> [Brief]: Everything from the line containing "I think this" through the line containing "marikaner, line 14: @shojisoma" should be repeated exactly, and nothing else from the data.
··· Given data
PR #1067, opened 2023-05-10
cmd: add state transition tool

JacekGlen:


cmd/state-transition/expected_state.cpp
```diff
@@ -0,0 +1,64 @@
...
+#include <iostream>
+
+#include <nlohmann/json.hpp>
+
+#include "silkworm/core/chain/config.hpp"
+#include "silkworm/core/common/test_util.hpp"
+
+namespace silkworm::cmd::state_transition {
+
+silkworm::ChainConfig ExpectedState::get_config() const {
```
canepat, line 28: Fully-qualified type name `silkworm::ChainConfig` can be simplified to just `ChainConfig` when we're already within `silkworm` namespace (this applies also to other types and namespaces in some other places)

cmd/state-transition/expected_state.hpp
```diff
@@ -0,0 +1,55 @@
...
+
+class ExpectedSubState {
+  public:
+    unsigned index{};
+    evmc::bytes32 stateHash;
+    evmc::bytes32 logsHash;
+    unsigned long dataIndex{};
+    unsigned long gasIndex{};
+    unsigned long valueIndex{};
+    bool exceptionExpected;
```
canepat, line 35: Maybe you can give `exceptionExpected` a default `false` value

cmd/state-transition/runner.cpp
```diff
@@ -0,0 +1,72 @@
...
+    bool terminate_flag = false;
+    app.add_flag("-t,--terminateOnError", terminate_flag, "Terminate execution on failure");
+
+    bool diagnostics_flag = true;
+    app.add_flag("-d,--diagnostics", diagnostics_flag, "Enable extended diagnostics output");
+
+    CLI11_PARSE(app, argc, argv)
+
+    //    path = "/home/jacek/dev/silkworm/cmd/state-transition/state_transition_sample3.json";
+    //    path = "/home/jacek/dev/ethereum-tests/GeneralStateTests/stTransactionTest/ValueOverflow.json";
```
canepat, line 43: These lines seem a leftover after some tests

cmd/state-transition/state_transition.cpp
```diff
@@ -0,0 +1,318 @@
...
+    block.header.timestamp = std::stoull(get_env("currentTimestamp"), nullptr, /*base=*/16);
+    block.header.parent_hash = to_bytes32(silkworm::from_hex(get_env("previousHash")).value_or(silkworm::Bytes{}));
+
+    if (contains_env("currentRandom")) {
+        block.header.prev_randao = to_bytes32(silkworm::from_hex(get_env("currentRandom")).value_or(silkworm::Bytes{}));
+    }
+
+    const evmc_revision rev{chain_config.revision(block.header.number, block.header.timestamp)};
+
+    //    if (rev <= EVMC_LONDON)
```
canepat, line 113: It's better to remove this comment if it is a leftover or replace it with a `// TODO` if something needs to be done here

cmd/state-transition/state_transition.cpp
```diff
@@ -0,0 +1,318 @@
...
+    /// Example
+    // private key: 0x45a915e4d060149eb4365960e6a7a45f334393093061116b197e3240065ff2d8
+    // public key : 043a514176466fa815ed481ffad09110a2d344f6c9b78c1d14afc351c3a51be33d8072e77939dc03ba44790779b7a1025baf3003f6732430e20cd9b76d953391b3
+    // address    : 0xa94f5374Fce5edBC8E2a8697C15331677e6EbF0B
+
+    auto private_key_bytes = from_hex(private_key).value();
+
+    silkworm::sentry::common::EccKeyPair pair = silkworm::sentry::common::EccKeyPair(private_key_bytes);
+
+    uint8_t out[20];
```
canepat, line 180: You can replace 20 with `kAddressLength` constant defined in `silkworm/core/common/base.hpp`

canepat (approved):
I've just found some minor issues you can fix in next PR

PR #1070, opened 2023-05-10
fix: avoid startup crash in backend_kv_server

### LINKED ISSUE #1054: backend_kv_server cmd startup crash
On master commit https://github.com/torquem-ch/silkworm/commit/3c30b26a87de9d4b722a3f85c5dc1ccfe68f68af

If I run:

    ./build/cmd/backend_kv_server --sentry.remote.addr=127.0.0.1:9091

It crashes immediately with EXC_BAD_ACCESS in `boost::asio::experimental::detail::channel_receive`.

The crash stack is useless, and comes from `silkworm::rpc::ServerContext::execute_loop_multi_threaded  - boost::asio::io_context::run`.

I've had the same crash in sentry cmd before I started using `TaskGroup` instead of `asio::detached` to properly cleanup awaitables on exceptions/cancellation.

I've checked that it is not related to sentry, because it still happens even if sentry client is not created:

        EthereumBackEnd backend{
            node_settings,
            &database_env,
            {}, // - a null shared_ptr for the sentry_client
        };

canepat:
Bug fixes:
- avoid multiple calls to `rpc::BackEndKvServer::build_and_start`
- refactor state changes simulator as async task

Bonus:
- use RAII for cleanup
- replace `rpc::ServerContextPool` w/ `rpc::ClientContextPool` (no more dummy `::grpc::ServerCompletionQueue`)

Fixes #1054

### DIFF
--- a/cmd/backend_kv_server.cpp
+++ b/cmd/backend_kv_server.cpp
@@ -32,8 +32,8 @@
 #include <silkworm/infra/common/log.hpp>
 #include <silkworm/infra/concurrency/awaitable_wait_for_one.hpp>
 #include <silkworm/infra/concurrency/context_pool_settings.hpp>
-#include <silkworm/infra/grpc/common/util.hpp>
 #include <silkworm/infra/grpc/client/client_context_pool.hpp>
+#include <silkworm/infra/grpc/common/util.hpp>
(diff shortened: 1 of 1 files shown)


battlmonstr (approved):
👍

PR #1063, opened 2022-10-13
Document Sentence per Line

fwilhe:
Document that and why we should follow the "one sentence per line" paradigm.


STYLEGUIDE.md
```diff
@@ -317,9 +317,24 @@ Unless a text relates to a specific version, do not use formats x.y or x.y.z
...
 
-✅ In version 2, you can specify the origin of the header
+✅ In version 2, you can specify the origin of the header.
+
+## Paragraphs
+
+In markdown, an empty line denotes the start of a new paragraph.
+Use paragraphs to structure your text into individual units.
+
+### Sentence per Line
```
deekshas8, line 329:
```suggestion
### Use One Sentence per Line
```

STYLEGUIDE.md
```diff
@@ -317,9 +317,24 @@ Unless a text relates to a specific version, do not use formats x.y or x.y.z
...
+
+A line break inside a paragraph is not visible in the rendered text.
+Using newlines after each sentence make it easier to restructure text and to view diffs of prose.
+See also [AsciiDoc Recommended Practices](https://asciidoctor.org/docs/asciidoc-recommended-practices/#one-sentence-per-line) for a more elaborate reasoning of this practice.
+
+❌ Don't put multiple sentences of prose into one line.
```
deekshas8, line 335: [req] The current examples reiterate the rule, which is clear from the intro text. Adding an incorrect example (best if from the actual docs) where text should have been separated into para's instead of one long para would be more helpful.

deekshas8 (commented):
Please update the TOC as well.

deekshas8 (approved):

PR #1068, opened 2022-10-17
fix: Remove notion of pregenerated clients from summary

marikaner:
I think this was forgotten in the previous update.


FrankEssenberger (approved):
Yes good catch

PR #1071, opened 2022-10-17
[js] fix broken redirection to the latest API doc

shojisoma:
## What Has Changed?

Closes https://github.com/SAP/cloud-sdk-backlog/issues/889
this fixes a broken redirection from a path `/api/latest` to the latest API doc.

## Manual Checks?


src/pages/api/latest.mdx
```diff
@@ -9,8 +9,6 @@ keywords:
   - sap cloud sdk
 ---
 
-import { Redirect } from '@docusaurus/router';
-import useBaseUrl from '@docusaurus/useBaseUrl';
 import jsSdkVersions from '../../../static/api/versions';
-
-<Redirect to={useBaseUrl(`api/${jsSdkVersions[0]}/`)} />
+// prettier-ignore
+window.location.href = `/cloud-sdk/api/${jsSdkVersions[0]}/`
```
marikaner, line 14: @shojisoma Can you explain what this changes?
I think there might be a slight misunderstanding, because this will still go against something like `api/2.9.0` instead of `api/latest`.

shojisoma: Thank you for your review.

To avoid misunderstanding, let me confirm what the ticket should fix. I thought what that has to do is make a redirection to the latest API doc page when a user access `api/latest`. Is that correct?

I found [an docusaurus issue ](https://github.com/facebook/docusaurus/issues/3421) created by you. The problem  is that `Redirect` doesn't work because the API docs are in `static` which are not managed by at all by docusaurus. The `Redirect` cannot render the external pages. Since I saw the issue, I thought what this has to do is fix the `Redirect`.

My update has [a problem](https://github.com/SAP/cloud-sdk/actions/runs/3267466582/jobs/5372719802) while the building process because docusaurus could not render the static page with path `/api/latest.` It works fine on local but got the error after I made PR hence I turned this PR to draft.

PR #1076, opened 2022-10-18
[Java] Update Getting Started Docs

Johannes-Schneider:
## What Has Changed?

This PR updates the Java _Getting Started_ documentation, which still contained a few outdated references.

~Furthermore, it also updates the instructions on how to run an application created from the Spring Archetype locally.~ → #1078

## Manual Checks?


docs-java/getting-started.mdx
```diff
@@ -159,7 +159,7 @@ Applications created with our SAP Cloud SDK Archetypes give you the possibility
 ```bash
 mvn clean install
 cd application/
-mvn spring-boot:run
······
> [Response to this task]:
I think this was forgotten in the previous update.


FrankEssenberger (approved):
Yes good catch

PR #1071, opened 2022-10-17
[js] fix broken redirection to the latest API doc

shojisoma:
## What Has Changed?

Closes https://github.com/SAP/cloud-sdk-backlog/issues/889
this fixes a broken redirection from a path `/api/latest` to the latest API doc.

## Manual Checks?


src/pages/api/latest.mdx
```diff
@@ -9,8 +9,6 @@ keywords:
   - sap cloud sdk
 ---
 
-import { Redirect } from '@docusaurus/router';
-import useBaseUrl from '@docusaurus/useBaseUrl';
 import jsSdkVersions from '../../../static/api/versions';
-
-<Redirect to={useBaseUrl(`api/${jsSdkVersions[0]}/`)} />
+// prettier-ignore
+window.location.href = `/cloud-sdk/api/${jsSdkVersions[0]}/`
```
marikaner, line 14: @shojisoma Can you explain what this changes?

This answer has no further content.